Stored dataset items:

^^^^^^^^

PR #375, opened 2022-03-30
Better TypeScript Hints for WalletName

biw:
This PR adds an optional type (no breaking changes) on the `WalletName` to support better typescript hints. 

Previously, in application code, the user would see the following as a hint:
Screen Shot 2022-03-30 at 2 32 57 PM

With this PR, they will see:
Screen Shot 2022-03-30 at 2 34 06 PM


jordansexton:
Beautiful, thanks!

PR #381, opened 2022-04-06
Add default getting started wallet param to modal

safaiyeh:
Add the ability to choose which wallet to default to for the get started button.


jordansexton:
I don't think we will expand this API.

jordansexton:
The getting started button was removed in https://github.com/solana-labs/wallet-adapter/pull/680, and any "default" wallets were removed previously. Now the order is strictly consistent between the UI packages.

PR #382, opened 2022-04-09
Add Exodus wallet adapter

olistic:
## Summary

This PR adds the wallet adapter for the Exodus wallet for all platforms, including the soon-to-be-released browser extension.

@jordansexton I'll let you know when the browser extension launches in beta and this can be tested. Opening as draft in the meantime.


FAQ.md
```diff
@@ -101,6 +101,7 @@ Please see [issue #72](https://github.com/solana-labs/wallet-adapter/issues/72#i
 
 Some wallet adapters provide a `signMessage` method for signing arbitrary bytes:
 
+- [Exodus](https://github.com/solana-labs/wallet-adapter/tree/master/packages/wallets/exodus)
```
olistic, line 104: Respects existing alphabetical order.

olistic, line 104: Respects existing alphabetical order.

README.md
```diff
@@ -80,6 +81,7 @@ export const Wallet: FC = () => {
     const wallets = useMemo(
         () => [
             new PhantomWalletAdapter(),
+            new ExodusWalletAdapter(),
```
olistic, line 84: Order here (and in the other arrays below) can be whatever makes sense.

olistic, line 84: Order here (and in the other arrays below) can be whatever makes sense.

olistic:
@jordansexton What's a good way of sending you an Exodus Browser Extension build?

olistic:
@jordansexton Will rebase and update this PR today.

jordansexton:
No problem! I've been pretty swamped, but let me know when this is ready to review.

olistic:
@jordansexton This is ready for review.

Question: once approved, how can we time the merging+release of `@solana/wallet-adapter-exodus` and `@solana/wallet-adapter-wallets` with the release of our browser extension?

README.md
jordansexton: Please remove this change and the changes to the starter projects. We aren't making changes to those at this time, but we actively encourage devs using the project to choose wallets that make sense for their users.

packages/wallets/exodus/src/adapter.ts
```diff
@@ -0,0 +1,268 @@
...
+        options?: SendOptions
+    ): Promise<{ signature: TransactionSignature }>;
+    signMessage(message: Uint8Array): Promise<{ signature: Uint8Array }>;
+    connect(): Promise<void>;
+    disconnect(): Promise<void>;
+    _handleDisconnect(...args: unknown[]): unknown;
+}
+
+interface ExodusWindow extends Window {
+    solana?: ExodusWallet;
```
jordansexton, line 43: Can you attach the object to `window.exodus`? We aren't accepting new adapters that make use of `window.solana`, which hurts our ability to reliably detect all wallets. Wallets that already use it have been asked to migrate. Medium term, the plan is to push all wallets to implement https://github.com/solana-labs/wallet-adapter/issues/215 and resolve detection issues across the board.

packages/wallets/exodus/src/adapter.ts
```diff
@@ -0,0 +1,268 @@
...
+            if (this._readyState !== WalletReadyState.Installed) throw new WalletNotReadyError();
+
+            this._connecting = true;
+
+            // eslint-disable-next-line @typescript-eslint/no-non-null-assertion
+            const wallet = window!.solana!;
+
+            if (!wallet.isConnected) {
+                // HACK: Exodus doesn't reject or emit an event if the popup is closed
+                const handleDisconnect = wallet._handleDisconnect;
```
jordansexton, line 112: Hmm this code looks like it was copied from the Phantom adapter. The point of this `HACK` comment is to show a hack around a broken behavior in Phantom. You probably don't want to copy it, or the behavior. :) Any code that's in here should pertain to your actual wallet extension/app (which hopefully isn't broken).

packages/wallets/exodus/src/adapter.ts
```diff
@@ -0,0 +1,268 @@
...
+        transaction: Transaction,
+        connection: Connection,
+        options?: SendTransactionOptions
+    ): Promise<TransactionSignature> {
+        try {
+            const wallet = this._wallet;
+            // Exodus doesn't handle partial signers, so if they are provided, don't use `signAndSendTransaction`
+            if (wallet && 'signAndSendTransaction' in wallet && !options?.signers) {
+                // HACK: Exodus's `signAndSendTransaction` should always set these, but doesn't yet
+                transaction.feePayer = transaction.feePayer || this.publicKey || undefined;
```
jordansexton, line 192: Likewise -- this should technically be marked with `HACK` but in any case, don't copy the Phantom adapter.

jordansexton (changes requested):
Thanks for the adapter! Please review the changes to the examples, and especially the hacky stuff you inherited from copying the Phantom adapter.

packages/wallets/exodus/src/adapter.ts
jordansexton: Also, HUGE bonus points if you handle partial signers properly out of the gate (these are used by Solana Pay transaction requests too!)

packages/wallets/exodus/src/adapter.ts
olistic: > Can you attach the object to window.exodus?

Yes, addressed in f3f4b33. We were doing both `window.solana` and `window.exodus.solana`, but will pass this on to the team doing the injection.

packages/wallets/exodus/src/adapter.ts
olistic: That is correct. As we made our Solana Provider OOTB compatible with Phantom's when it comes to signatures and return values, we copied the Phantom adapter verbatim. We've made improvements though, like throwing a `UserRejectedRequestError` with `code=4001` if the popup is closed in this case. Cleaning up.

packages/wallets/exodus/src/adapter.ts
olistic: Removing as we're setting this already internally.

olistic: > Also, HUGE bonus points if you handle partial signers properly out of the gate (these are used by Solana Pay transaction requests too!)

Adding this as a follow up, will address as soon as we have the bandwidth in a future PR.

jordansexton:
Thanks for your hard work on this! ❤️

olistic:
It's been a pleasure!

Issue #340, opened 2022-03-02
Set 'react' dependency as a peerDependency


charly-helio:
**Describe the bug**
If we have in **Project A** installed the **solana-adapter-react** as a regular dependency, we can have problems of React versions colliding when linking a **Project A** to a **Project B**. It should be set as a **peerDependency** in **package.json**. 

Since we are going to use (I think that always) the **solana-adapter-react** in an existent React project, we don't need it as a dependency.

**To Reproduce**
Steps to reproduce the behaviour:
1. Create a React project (Project A)  using the **solana-adapter-react**
2. Create a React project (Project B) with **react** as a regular dependency.
3. To do it easier, in **Project A** type `yarn link` and then in **Project B** type `yarn link 'name-of-the-project-B'`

^^^^^^^^

WHAT TO WORK ON ::
Pull every line containing "popup" from the data.

ANSWER SPACE ::
+                // HACK: Exodus doesn't reject or emit an event if the popup is closed
olistic: That is correct. As we made our Solana Provider OOTB compatible with Phantom's when it comes to signatures and return values, we copied the Phantom adapter verbatim. We've made improvements though, like throwing a `UserRejectedRequestError` with `code=4001` if the popup is closed in this case. Cleaning up.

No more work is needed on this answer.